(Entries supplied begins)

PR #524, opened 2021-06-16
[CA-1143] Sr update bouncy castle

s-rubenstein:
Ticket: <Link to Jira ticket>

---

**PR checklist**

### DIFF
--- a/project/Dependencies.scala
+++ b/project/Dependencies.scala
@@ -68,6 +68,8 @@ object Dependencies {
 
   val unboundid: ModuleID = "com.unboundid" % "unboundid-ldapsdk" % "4.0.12"
 
+  val bouncyCastleProvider: ModuleID = "org.bouncycastle" % "bcprov-jdk15on" % "1.68"
+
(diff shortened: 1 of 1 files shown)


andy7i (approved):

MatthewBemis (approved):

gpolumbo-broad (changes requested):
I'm wondering if just _adding_ the dependency to Sam is the right solution here?  If the problem is in Workbench Libs, then it seems to me that the solution should exist in Workbench Libs.  I wonder if appsec found this error in all of their scans of all services that use Workbench Libs?  Anyway, I think that is the better place to implement the fix.

s-rubenstein:
@gpolumbo-broad ah! I didn't realize it was a workbench libs problem. The ticket seemed to make it seem like it was just a Sam and Rawls issue. I can look into that, but I have no clue how to verify that it solves the problem. Is the right process for that to ping AppSec after making the change, and have them tell us?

(Entries supplied ends)

Exercise:
Wherever a line in the data above contains the word "ModuleID", copy that line.

Exercise solution:
   val unboundid: ModuleID = "com.unboundid" % "unboundid-ldapsdk" % "4.0.12"
+  val bouncyCastleProvider: ModuleID = "org.bouncycastle" % "bcprov-jdk15on" % "1.68"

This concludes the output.